I once heard a man comment that his ex-wife had, “ ... let herself go.” Hmmmm ... I thought, I wonder where she we went. She could have gone to the grocery, list in hand, picking up all the foods that she was going to spend the week going to her kitchen to cook
Maybe she had gone to her 4-year-old’s pediatrician’s office to a prescription of antibiotics for the ear infection that kept her daughter (and her) awake all night.
She may have gone to school, to work, to daycare, to the vet, to Target, and to the million and one other places where women spend their days completing the endless tasks that go along with being a mom.
If she had let herself go, then she must not have been going to the gym, the salon, the nail place, or anywhere else that would offer the slightest bit of pampering for her own needs. What we often fail to see during the honeymoon stages of being a mom is that we’ve signed up to let ourselves go. It’s the nature of being so consumed with someone else that we forget to take care of ourselves.
I remember when my daughter was first born, I felt more comfortable taking her with me everywhere, carrying her around on my hip as if she were a badge of evidence to explain why I had gained so much weight. “Yes, my jeans are three sizes bigger, but look what I created,” was my thought process.
Women complaining about weight issues are about as fun to listen to as tax lawyers talking about their work.

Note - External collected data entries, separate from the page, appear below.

PR #778, opened 2019-03-04
Quick patch for negative gamma

Ttl:
Still wrong, but at least it's consistently wrong. Fixes at least some of the T40 problems.

PR #779, opened 2019-03-04
Fold batch norm to weights and biases

Ttl:
Handles negative and zero gammas. This is a proper fix for #778.


src/neural/cuda/network_cudnn.cc
```diff
@@ -207,22 +207,22 @@ class CudnnNetwork : public Network {
...
         has_se_ = true;
       }
-      processConvBlock(weights.residual[i].conv1, true, 3);
-      processConvBlock(weights.residual[i].conv2, true, 3);
+      weights.residual[i].conv1.FoldBN(3);
+      weights.residual[i].conv2.FoldBN(3);
     }
     if (conv_policy_) {
-      processConvBlock(weights.policy1, true, 1);
+      weights.policy1.FoldBN(3);
```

I tend to avoid writing about why I don’t love the way I look, but a song by the Statler Brothers came across my radio waves the other day and sparked an angry fuse in me.
The song was ‘Older Women Make Beautiful Lovers’ and the line that got me going was, “Everybody seems to love those younger women, from eighteen on up to twenty-five.”
If younger is eighteen to twenty-five, does that mean that a 26 makes for an older woman? Really? I get that it is just a song from a thousand years ago and that they are just lyrics written to rhyme with the next line; but really, give me a more believable reference than eighteen to twenty-five when referring to older women.
I realize that I’m a thirty-something-mid-something-mother of two-two under the age of six-who works full-time. My own frustration with this song is more about my frustration with myself and my lack of doing what I need to do to keep from looking like an, “older woman.” (Thank you therapy. I can name that misdirected emotional tune in three notes.)
But retail marketers and car insurance companies both agree with me when I vehemently object that anyone past 25 is hardly old. She most likely hasn’t even had to dye her roots yet. She hasn’t even started to let herself go.
We’re not all like this. I know many moms who have kept their health and appearance a priority even while changing diapers, loading dishwashers, and planning birthdays. They wake while everyone else sleeps to sneak in a four-mile jog or spend their lunch doing yoga. They follow Oprah’s advice instead of just watching her.
I wish I were one of these moms. There have been times when I took drastic measures and paid more attention to my waistline (thigh line?), waking at 4:45 a.m. to attend fitness boot camp. But, it wasn’t long after boot camp was over that I was back to my old ways. My relationship with my body is reminiscent of a couple that has been together for too long and takes each other for granted.
Every now and again I’ll go out of my way and sign-up for a fitness class or spend an afternoon getting my nails done, but for the most part I live in constant fear that that Stacy London and Clinton Kelly are going to ambush me at Target, “We can’t let you buy another $6.98 t-shirt from here. All you have is a closet full of Target T-shirts. You dress like a sixteen-year old boy,” they would scream in their dueling high-pitched voices. (for those of you not addicted to makeover shows, Stacy and Clinton are the hosts of TLC’s “What Not to Wear”).
I’d be horrified, but not enraged. I’ll take 16-year old boy over older woman any day!